突然こちらを向いた天悟の瞳に杏が映る。杏は思わず慶の服の裾を引っ張り、握ってしまう。

「父さんだって死んでない。失踪したんだ。なのに、軍は全てを隠した。この異能者様たちがな!」

天悟は言いながら鋭い視線を再び慶に向ける。

「言い訳できないだろう。それが事実なんだから」

天悟はそう言い切ると、杏の腕を掴む。慶は何も言わない。それでも杏は、慶を信じたかった。

「待ってください、お兄様」

天悟に掴まれた腕を引っ込め、彼の手を振り払う。

「お母様のことはそれが事実かもしれません。でも、私は旦那様がお優しい方だと知っています」
「杏!」

ひどく怒りをはらんだ声で名を呼ばれる。それでも杏は、天悟をじっと見据えて言葉を紡ぐ。

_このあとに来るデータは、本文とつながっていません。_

PR #378, opened 2019-01-24
Added eslint config, fixed undeclared var and removed unused var

justin0022:
Noticed that there were undeclared/unused variables in the JavaScript files, so I fixed them. 

I intentionally didn't touch `app.js`, `assign-progress.js` and `controllers.js` - I'll fix it after https://github.com/tl-its-umich-edu/my-learning-analytics/pull/377 lands.


jonespm:
It looks like all of these var should be let instead.

justin0022:
I've changed all `var` to let`.

PR #381, opened 2019-01-25
 Enable managed database 

### LINKED ISSUE #317: Removed managed=false, create database from models
After #305 we will have models but the models currently aren't being used to create or manage the database. We should remove the "manged=false" and create migrations so that django can manage the schema of the tables.

andrew-gardener:
- Tried make models match as closely as possible to current `mysql/init.sql`
- Added management functions to add terms and courses
- added instructions to add default terms + courses in README.md
- Cleaned up docker-compose for mysql (default mysql env variables similarly named to app env variables so just use the .env file for both)
- docker-compose mysql uses utf8mb4 by default now (no need to set in init script though prod installs will still need to manually set this)
- Cleaned up existing migrations and db init scripts

Depends on PR #346 (Also mentions `DATA_WAREHOUSE_ID_TEMPLATE` in README.md from PR #350)
Closes #317


jonespm:
I feel like this change will be at the end because of dependencies, so I'll wait to review it until the other changes are merged. I was also planning on testing this one out.

jonespm:
Okay, I think master is pretty stable now, I plan to try this one out soon.

docker-compose.yml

「私は旦那様を信じます。お兄様の知っていることは、きっとなにか事情があってのことだと思います」
「杏……」

優しい声色で名を呼ぶのは、慶だった。彼は一度目を瞬かせ、それからすぐに杏に微笑む。

「ありがとう、杏」

その声色が、優しい笑みが、杏はたまらなく好きだと思う。

「杏の兄上、どうか、彼女が私の元にいることを許してはくれぬだろうか」

急に慶が口を開いた。

「兄上が杏のことを大切に思っているのは伝わった。兄上の申されたことは知らぬ存ぜずでは済まないと思っている。いつか必ず、真相を突き止め兄上に説明すると約束する。それから――」

慶はそこまで言うと、一度杏を見た。不意に目が合い、杏の胸がドキリと鳴る。

「杏の身の安全を約束する。杏が今後、このような事態に巻き込まれぬよう、私の屋敷にはより強固な結界を張るつもりだ。だから、どうか。杏が私の近くにいることを、許してはくれぬだろうか」

慶の言葉に、天悟は苦虫を噛み潰したような顔をする。そして。

「……分かったよ。杏が帝都にいても俺に知られなかったのも、今まで化け物に会わなかったもの、お前の屋敷にいたからだと思えば説明はつく。実際、俺のところにいるよりも安全だと思う」
「兄上の理解、感謝する」

慶はそう言うと、天悟に頭を下げる。

「ただし、杏に手を出したらただじゃおかない」

天悟はそう言うと、くるりと踵を返して去っていった。
やがて天悟の姿が見えなくなると、慶は杏を解放した。

「今はまだ混乱しているだろう。一旦家に帰ろうか」

そう言う慶に手を差し出され、杏はためらった。しかし。 

「嫌か?」

そう言う彼の優しい笑みに、自分がそれをとってもいいのだと思う。

「失礼、します」

そっと慶の手に自分の手を重ねると、慶が引き寄せるように杏を誘導する。杏はそのまま慶に手を引かれ、慶の家までの道のりを歩いた。